鍋に入れたあとも、中心までしっかり火が通ったことを確認してください。生のもつを扱った箸やトングを、そのまま食べるときに使い回さないことも重要です。

スープ、締め、飲酒を控えめにする

スープにはもつから出た脂が溶け込んでいます。味は格別ですが、全部飲み干すと脂質と塩分を一度に多く取ることになります。スープは味わう程度にして、飲み過ぎないほうが無難です。

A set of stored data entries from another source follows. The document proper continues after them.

PR #14527, opened 2019-05-25
Fix HTML typo (“stylsheet” → “stylesheet”) for case studies

sftim:
This makes the [case studies](https://kubernetes.io/case-studies/) cascading stylesheet take effect. It doesn't seem to have a negative impact when I try the fix.


tengqm:
/lgtm
/approve
nice catch.

PR #14537, opened 2019-05-26
Add “CNCF” to glossary

sftim:
This adds the term “Cloud Native Computing Foundation” to the glossary, and uses that definition in a few places where I thought that was helpful.

Needs PR #14577 first to fix an unwanted bit of stylesheet.


sftim:
If you expand the [CNCF entry](https://deploy-preview-14537--kubernetes-io-master-staging.netlify.com/docs/reference/glossary/?community=true#term-cncf) in this PR's deploy preview, you'll see the CNCF logo. I didn't expect this.

What's making that logo appear and how can I fix it?

/help

praseodym:
> If you expand the [CNCF entry](https://deploy-preview-14537--kubernetes-io-master-staging.netlify.com/docs/reference/glossary/?community=true#term-cncf) in this PR's deploy preview, you'll see the CNCF logo. I didn't expect this.
> 
> What's making that logo appear and how can I fix it?

There is a [SASS rule for `#cncf`](https://github.com/kubernetes/website/blob/master/sass/_base.sass#L1268-L1275) (which gets applied to HTML elements with `id="cncf"`) that causes this behaviour. 

I think solutions would be to either:
1. Modify the content or glossary code generator so that no `id="cncf"` element gets created, or
2. Modify the CSS rule to something like `#cncf-logo` and also update HTML anywhere it gets used.

sftim:
/assign @rajakavitha1
This one's ready for review.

締めの麺やご飯も、満腹のところへ追加すると負担が増えます。もつの量を少なめにする、辛さを控える、お酒を水やお茶と交互にするなど、できるところから調整してみてください。

もつ鍋と下痢に関するよくある質問とまとめ

Q1. もつ鍋を食べてすぐ下痢をしたら、食中毒ですか?

食後すぐの下痢は、脂や香辛料による腸の反応、食べ過ぎなどでも起こります。そのため、すぐに食中毒と断定することはできません。

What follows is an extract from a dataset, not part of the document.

PR #14539, opened 2019-05-26
Tidy & reword “Configure a Pod to Use a Projected Volume for Storage”

sftim:
Tidy & reword “[Configure a Pod to Use a Projected Volume for Storage](https://kubernetes.io/docs/tasks/configure-pod-container/configure-projected-volume-storage/)”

ただし、発熱、嘔吐、血便、強い腹痛がある場合や、同じ料理を食べた人にも症状が出ている場合は、食中毒の可能性も考えます。水分が取れない状態なら、早めに医療機関へ相談してください。

Q2. 下痢をしたら、すぐに下痢止めを飲んでもよいですか?

軽い下痢で、発熱や血便がなく、水分も取れているなら、説明書を確認したうえで市販薬を検討することはできます。ただし、感染症が疑われる症状では、下痢止めが適さない場合があります。

迷うときは、自己判断で薬を重ねず、薬剤師や医療機関に確認しましょう。特に子ども、高齢者、妊娠中の人、持病がある人は慎重にしてください。

Q3. どのくらい続いたら受診すべきですか?

症状が長引く場合だけでなく、強い腹痛、繰り返す嘔吐、血便、ぐったりする、尿が極端に少ないといった症状があれば、早めの受診が必要です。高熱がある場合も、食べ過ぎだけとは考えにくいでしょう。

もつ鍋は、量と脂、辛さ、食べるスピードを少し調整するだけで、負担を減らせることがあります。下痢になったときは水分補給と休養を優先し、症状が強いときは無理をしないこと。おいしく楽しむためにも、自分のお腹に合う量を見つけていきたいですね。